For I = SIZE_HEADERS To UBound(BmpFileBytes) Step 4
Sum = CInt(BmpFileBytes(I)) _
+ CInt(BmpFileBytes(I + 1)) _
+ CInt(BmpFileBytes(I + 2))
If Sum > CONTRAST_WHITE_THRESHOLD Then
BmpFileBytes(I) = 255
BmpFileBytes(I + 1) = 255
BmpFileBytes(I + 2) = 255
ElseIf Sum < CONTRAST_BLACK_THRESHOLD Then
BmpFileBytes(I) = 0
BmpFileBytes(I + 1) = 0
BmpFileBytes(I + 2) = 0
End If
Next
End Sub
Originally I changed all pixels between the two thresholds to [127, 127, 127] (gray) but leaving those pixels alone appears to give better OCR results.
However I really don't like the hackish nature of this part of the program:
Code:
Private Const CONFIDENCE_MINIMUM = 50 'MODI. Range is 0 to 999.
:
For Each Word In .Images(0).Layout.Words
With Word
Debug.Print .RecognitionConfidence, """" & .Text & """"
If .RecognitionConfidence >= CONFIDENCE_MINIMUM Then
If IsNumeric(.Text) Then
Text = Text & .Text & vbNewLine
End If
End If
End With
Next
I.e.

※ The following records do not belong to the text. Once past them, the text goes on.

PR #24, opened 2021-11-10
Etl-65/synapsify

tthyer:
This is the first of several PRs for [ETL-65](https://sagebionetworks.jira.com/browse/ETL-65) -- getting ready to convert the pipeline to being initiated from a lambda that listens for sns messages. 

This one takes the existing source bucket and connect it to a Synapse project and upload test data to it.
This requires modifying the bucket template, creating a script to do all the synapse bits.
Uses the existing CFN macro for S3objects.

Some problems:
- had to add pandas to my venv or generating the manifest file failed, even though pandas was in my global environment
- sync always uploads, unfortunately -- just going with that for a while since it's only a few MB. Will create a feature request for more fine-grained control.


tthyer:
@thomasyu888 @BrunoGrandePhD This is a kind of a long fiddly PR, most of which won't be interesting or make sense if you haven't been following the project, but the bit I'm most interested in getting feedback on is `setup_test_data.py` because it uses synapseformation.

I have an S3 bucket created through CFN. The script creates the project and connects bucket and project. It uses manifest and sync to Synapse. The script is invoked through an after_launch hook in the sceptre configuration.

src/scripts/setup_test_data/setup_test_data.py
```diff
@@ -0,0 +1,118 @@
...
+  # get synapse client
+  ssm_parameter = 'synapse-bridgedownstream-auth'
+  syn = get_synapse_client(ssm_parameter=ssm_parameter)
+
+  # see if project exists and get its id
+  principal_id = '3432808' # BridgeDownstream Synapse service account
+  project_id = get_project_id(syn, principal_id)
+  if not project_id:
+    template_path = './src/scripts/setup_test_data/synapse-formation.yaml'
+    project_id = create_project(syn, template_path)
```
thomasyu888, line 96: I suspect if you had to re-run this code, it would be fail because create_resource currently doesn't handle updating of resources.  An error is thrown if the project already exists.

thomasyu888 (commented):
LGTM (with one comment). I'll wait for Bruno to add his thoughts, but it's awesome to see these tools in use.  This is one of the ways we envisioned users to chain together these tools.

src/scripts/setup_test_data/setup_test_data.py
tthyer: If I had to make an *update*, yes, that would be a problem. I've been resorting to manually deleting the project in that case. As it is everything runs great b/c I check whether I was able to retrieve a project id and only run create_project if not.

So that leads me to several things I have been thinking I would like from synapseformation:
1. get_or_create instead of just create. I know of "only_get" but I think that requires that I edit the template or something...and I want the client to be smart for me, not to do this in my script
2. a warning for create when the project already exists instead of an error
3. an update method

thomasyu888: Ahh, yes I see that part of the code now. Thanks for the suggestions.

I think the client currently fills out the template with IDs and writes it back, I can see how that's not ideal as the client should just be smart enough to find the resources on synapse if they already exist (technically synapse can do this)

When you store entities with the same name in synapse, it will automatically get the entity if it already exists.  I should draft up some design docs for how synapseformation should work and have it as something the team can implement.

thomasyu888 (approved):

PR #25, opened 2021-11-17
Etl-65/lambda

tthyer:
This PR does two things:
1. Make the sns-to-glue lambda ready for production using AWS SAM.
2. Revise how the test data is set up so that S3 object metadata is set.


src/glue/jobs/s3_to_json_s3.py
```diff
@@ -14,7 +14,7 @@
 
 sc = SparkContext()
 glueContext = GlueContext(sc)
-log = glueContext.get_logger()
+logger = glueContext.get_logger()
```
tthyer, line 17: renaming for consistency's sake with other scripts

templates/glue-jobs.yaml
```diff
@@ -14,6 +14,13 @@ Parameters:
       this is used to build up the path to the correct object keys in the bucket
     Default: main
 
+  CodeRepositoryName:
+    Type: String
+    Description: >-
+      Name of code repository, used to build up the path to the correct
+      object keys in the bucket
+    Default: BridgeDownstream
+
```
tthyer, line 23: This is added because BridgeDownstream isn't the only thing writing to the template artifacts bucket.

src/lambda/template.yaml
```diff
@@ -0,0 +1,101 @@
...
+          Properties:
+            Topic: !Ref SnsTopic
+      Environment:
+        Variables:
+          SSM_PARAMETER_NAME:
+            Ref: SsmParameterName
+          GLUE_WORKFLOW_NAME:
+            Ref: WorkflowName
+      Timeout: 60
+      ImageUri: snstogluefunction:python3.8-v1
```
thomasyu888, line 76: Is this image auto generated?

src/scripts/setup_test_data/metadata.json
```diff
@@ -0,0 +1,30 @@
+{
+ "1Dbywpp4w2zhXjZPgItrKvlh-raw.zip" : {
+   "recordid": "1Dbywpp4w2zhXjZPgItrKvlh",
+   "substudymemberships": "|mtb-alpha=NNJ18004|",
```
thomasyu888, line 4: Out of curiosity, why the pipes?

src/scripts/setup_test_data/setup_test_data.py
```diff
@@ -26,13 +27,15 @@ def get_synapse_client(ssm_parameter):
     Name=ssm_parameter,
     WithDecryption=True)
   syn = synapseclient.Synapse()
-  syn.login(authToken=token['Parameter']['Value'])
+  synapse_auth_token = token['Parameter']['Value']
+  os.environ['SYNAPSE_AUTH_TOKEN'] = synapse_auth_token
+  syn.login(authToken=synapse_auth_token, silent=True)
```
thomasyu888, line 32: Is there a reason you do both?  Unless you call `syn.login` later on, I don't think you need to have both `authToken=...` and `os.environ....`

thomasyu888 (approved):

thomasyu888:
Awesome!  just some comments.

src/lambda/template.yaml
tthyer: `sam build` builds the images for the lambda and updates the template. Actually, this line is relic of when I had to go recover the template from `.aws_sam/build` dir -- I think I'll remove it to avoid confusion.

src/scripts/setup_test_data/metadata.json
tthyer: No clue. I was replicating test data. This is a Bridge thing and i don't think it's used at all.

src/scripts/setup_test_data/setup_test_data.py
tthyer: I think there was a version of synapseformation that required that I log in explicitly; I'm not recalling exactly now. I have to have a syn because I use that directly around the synapseformation call, and since create_synapse_resources takes a syn, I can just do away with the env var.

src/lambda/template.yaml
tthyer: And to be more clear, when the image is built it is this block that determines how the image gets labeled:
```
    Metadata:
      Dockerfile: Dockerfile
      DockerContext: ./sns_to_glue
      DockerTag: v0.1
```

src/scripts/setup_test_data/setup_test_data.py
tthyer: Wait, I'm just realizing that what I wrote doesn't make sense.

tthyer: I have the latest version of synapseclient (2.5.0) but setting the env var only didn't work for me, so I removed that.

I'd prefer to enhance the image quality enough to let me specify a much higher confidence level for filtering out noise hits. And I would really like to then eliminate the awful IsNumeric() test as well, without which I get junk slipping through.
OCR being what it is, and images from the wild being what they are... I'm not sure how much more can be done. I just thought that there might be a better algorithm for contrast enhancement of color images for OCR purposes.
To play with this you'll need Office XP (2002) or later for the MODI library and Windows Vista or later (or XP SP1 or later with WIA 2.0 installed).
The attachment is bulky due to the sample images it contains. You can focus on the OcrClient project and safely ignore the MiniServer project included unless you get curious. Again, see the readme.txt file.